YOUR TASK — In the listing below, locate the line containing "- The PR description" and the line containing "finding this PR.". Output both of them and every line between, exactly as written, and nothing more.

[[ PROVIDED INFORMATION open ]]

PR #2445, opened 2026-04-29
fix(no-cta-above-the-fold): filter on absolute thresholds instead of bounce share

alexandraa-kupreeva:
## Summary

The no-cta-above-the-fold audit was missing a lot of pages it should have flagged. The query required each candidate path to absorb at least 10% of its channel's total bounces — a bar that scales with channel size. On sites that run paid traffic across many pages, no single page could clear it, so the audit returned almost nothing actionable. On sites with very low paid traffic the same filter let through paths backed by only a few sampled bounces — not enough signal to trust.

This PR replaces the share-based filter with two absolute thresholds that don't scale with site size, so the audit detects bounce-prone paid pages consistently regardless of how big or small the site is.

 ## Changes
 
  - **Drop the 10% bounce-share filter** — the main reason high-traffic paid pages on busy sites were being hidden.
  - **Add a 50% absolute bounce-rate floor** — surfaced paths must bounce above their channel baseline AND above 50% in absolute terms.
  - **Add a `bounces >= 25` filter** — the bounce-rate signal must be built on enough sampled events to be statistically reliable.
  - **Rank candidates by projected traffic lost** (pageviews × bounce_rate) instead of bounce-share percentage, so the report prioritizes pages by absolute traffic impact.
  - Drop the `bounce_share_pct` column from the output (no downstream consumers).

### DIFF
--- a/src/no-cta-above-the-fold/queries.js
+++ b/src/no-cta-above-the-fold/queries.js
@@ -53,42 +53,33 @@ source_stats AS (
     FROM mobile_paid
     GROUP BY trf_channel
 ),
-highest_pageviews AS (
+candidates AS (
     SELECT
-        path,
-        trf_channel,
-        pageviews,
-        row_count,
-        bounces,
-        CAST(bounces AS DOUBLE) / NULLIF(row_count, 0) AS bounce_rate
-    FROM mobile_paid
-    WHERE pageviews >= ${pageViewThreshold}
-),
-top_bounces AS (
-    SELECT
-        h.path,
-        h.trf_channel,
-        h.pageviews,
-        h.row_count,
-        h.bounce_rate,
+        p.path,
+        p.trf_channel,
+        p.pageviews,
+        p.row_count,
+        p.bounces,
+        CAST(p.bounces AS DOUBLE) / NULLIF(p.row_count, 0) AS bounce_rate,
         ss.channel_bounce_rate,
-        h.bounces,
         ss.channel_bounces,
-        CAST(h.bounces AS DOUBLE) / NULLIF(ss.channel_bounces, 0) AS bounce_share,
-        CAST(h.bounces AS DOUBLE) / NULLIF(ss.channel_bounces, 0) * 100 AS bounce_share_pct
-    FROM highest_pageviews h
-    JOIN source_stats ss ON h.trf_channel = ss.trf_channel
-    WHERE h.bounce_rate >= ss.channel_bounce_rate
-      AND CAST(h.bounces AS DOUBLE) / NULLIF(ss.channel_bounces, 0) >= 0.10
+        CAST(p.pageviews AS DOUBLE) * CAST(p.bounces AS DOUBLE) / NULLIF(p.row_count, 0) AS projected_traffic_lost,
+        CAST(p.pageviews AS DOUBLE) * CAST(p.bounces AS DOUBLE) / NULLIF(p.row_count, 0) * ${ESTIMATED_CPC} AS projected_traffic_value
+    FROM mobile_paid p
+    JOIN source_stats ss
+      ON p.trf_channel = ss.trf_channel
+    WHERE p.pageviews >= ${pageViewThreshold}
+      AND p.bounces >= 25
+      AND CAST(p.bounces AS DOUBLE) / NULLIF(p.row_count, 0) >= GREATEST(ss.channel_bounce_rate, 0.50)
 ),
 deduped AS (
     SELECT
         *,
         ROW_NUMBER() OVER (
             PARTITION BY path
-            ORDER BY bounce_share DESC, pageviews DESC
+            ORDER BY projected_traffic_lost DESC, pageviews DESC, bounces DESC
         ) AS path_rank
-    FROM top_bounces
+    FROM candidates
 )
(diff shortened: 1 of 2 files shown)


src/no-cta-above-the-fold/queries.js
```diff
@@ -53,42 +53,33 @@ source_stats AS (
...
+    FROM mobile_paid p
+    JOIN source_stats ss
+      ON p.trf_channel = ss.trf_channel
+    WHERE p.pageviews >= ${pageViewThreshold}
+      AND p.bounces >= 25
+      AND CAST(p.bounces AS DOUBLE) / NULLIF(p.row_count, 0) >= GREATEST(ss.channel_bounce_rate, 0.50)
 ),
 deduped AS (
     SELECT
         *,
```
danieljchuser, line 88: These two thresholds (25 bounces, 0.50 bounce-rate floor) are core tuning parameters. Consider extracting them to named JS constants (like `ESTIMATED_CPC`) so they are self-documenting and easy to find when tuning is needed.

danieljchuser (changes requested):
Hey @alexandraa-kupreeva,

## Strengths

- Clean simplification at `queries.js:56-82`: merging the two-stage CTE chain (`highest_pageviews` -> `top_bounces`) into a single `candidates` CTE removes intermediate state and makes the query easier to follow.
- Moving `projected_traffic_lost` and `projected_traffic_value` computation into the CTE (line 72-73) instead of recomputing in the final SELECT is a good DRY improvement - the values are now reusable in the dedupe ORDER BY without expression duplication.
- `GREATEST(ss.channel_bounce_rate, 0.50)` at line 78 is an elegant way to enforce both "above channel baseline" and "above 50% absolute" in a single predicate. Nicely done.
- The PR description is excellent - clearly explains the problem (share-based filter scales with channel size), the fix (absolute thresholds), and the tradeoffs. This is how a fix PR should be documented.
- Removal of `bounce_share_pct` verified safe - no downstream consumers in the opportunity mapper, handler, or guidance handler reference this column.

## Issues

### Important (Should Fix)

**`queries.js:77-78` - Tuning thresholds hardcoded as SQL literals without named constants.** The values `25` (minimum bounces) and `0.50` (absolute bounce-rate floor) are core tuning parameters that define what the audit considers "bounce-prone". They're embedded directly in the SQL string with no documentation in code. By contrast, `pageViewThreshold` is env-driven and `ESTIMATED_CPC` is a named JS constant imported from `guidance-opportunity-mapper.js`. These new thresholds follow neither pattern, so a future maintainer won't know the rationale for "25" without finding this PR.

**Why it matters:** When someone needs to tune the audit's sensitivity, they'll have to grep through SQL template strings to find the magic numbers. Named constants are self-documenting.

**How to fix:** Extract to named JS constants alongside `ESTIMATED_CPC`, e.g.:
```js
const MIN_BOUNCES = 25;
const ABSOLUTE_BOUNCE_RATE_FLOOR = 0.50;
```
Then interpolate in the SQL: `AND p.bounces >= ${MIN_BOUNCES}` and `>= GREATEST(ss.channel_bounce_rate, ${ABSOLUTE_BOUNCE_RATE_FLOOR})`.

### Minor (Nice to Have)

**`queries.js:84` - Dedupe sort key change subtly affects channel attribution.** The old dedupe picked the row with highest `bounce_share` when a path appeared in multiple channels; the new dedupe picks by `projected_traffic_lost`. This means the same path could now be reported under a different channel than before. Not a bug - it aligns with the PR's intent to rank by traffic impact - but it's a non-obvious behavioral shift that would benefit from a brief inline comment explaining the tie-breaking intent.

## Recommendations

- **Test assertions for new constructs.** The existing tests (`queries.test.js`) only assert string shape and parameter substitution. They wouldn't catch a regression if the `25`, `0.50`, or `GREATEST(...)` were accidentally removed. Adding targeted assertions like `expect(query).to.include('bounces >= 25')` and `expect(query).to.include('GREATEST')` would catch accidental regressions cheaply.
- **Consider a result row safety cap.** The peer audit `paid-cookie-consent` accepts an optional `limit` parameter. This audit has no result cap, and each row triggers a Mystique LLM call via SQS. After changing the filter criteria, row counts could shift unpredictably for sites with many paid pages. An optional `LIMIT` (or logging the candidate count) would provide a safety net.

## Assessment

Ready to merge? With fixes

The core logic is sound and well-motivated - replacing a scale-dependent share filter with absolute thresholds is the right call. The math equivalence for `projected_traffic_lost` checks out, the column removal is verified safe, and CI is green. The one Important item (extracting named constants) is a small change that improves maintainability and consistency with existing patterns in this codebase.

## Next Steps

1. Extract the two hardcoded thresholds (25, 0.50) to named JS constants.
2. Optionally, add targeted test assertions and consider a brief comment on the dedupe tie-breaker.

danieljchuser (approved):
All findings addressed - nice work!

- Named constants (`MIN_BOUNCES`, `ABSOLUTE_BOUNCE_RATE_FLOOR`) with clear comments - exactly what was needed.
- Dedupe tie-breaker comment clarifies the channel-attribution intent.
- Three new targeted test assertions cover the thresholds and ordering.

LGTM.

[[ PROVIDED INFORMATION closed ]]

EXERCISE OUTPUT —
- The PR description is excellent - clearly explains the problem (share-based filter scales with channel size), the fix (absolute thresholds), and the tradeoffs. This is how a fix PR should be documented.
- Removal of `bounce_share_pct` verified safe - no downstream consumers in the opportunity mapper, handler, or guidance handler reference this column.

## Issues

### Important (Should Fix)

**`queries.js:77-78` - Tuning thresholds hardcoded as SQL literals without named constants.** The values `25` (minimum bounces) and `0.50` (absolute bounce-rate floor) are core tuning parameters that define what the audit considers "bounce-prone". They're embedded directly in the SQL string with no documentation in code. By contrast, `pageViewThreshold` is env-driven and `ESTIMATED_CPC` is a named JS constant imported from `guidance-opportunity-mapper.js`. These new thresholds follow neither pattern, so a future maintainer won't know the rationale for "25" without finding this PR.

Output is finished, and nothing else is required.